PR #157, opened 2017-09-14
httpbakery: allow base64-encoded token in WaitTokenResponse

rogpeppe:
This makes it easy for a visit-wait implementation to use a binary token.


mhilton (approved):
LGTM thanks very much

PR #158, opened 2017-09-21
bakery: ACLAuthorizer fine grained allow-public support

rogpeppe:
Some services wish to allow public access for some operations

^^^^^^^^^^^^^^^^

Go through the records above, find each line with the string "opened", and copy it.

PR #157, opened 2017-09-14
PR #158, opened 2017-09-21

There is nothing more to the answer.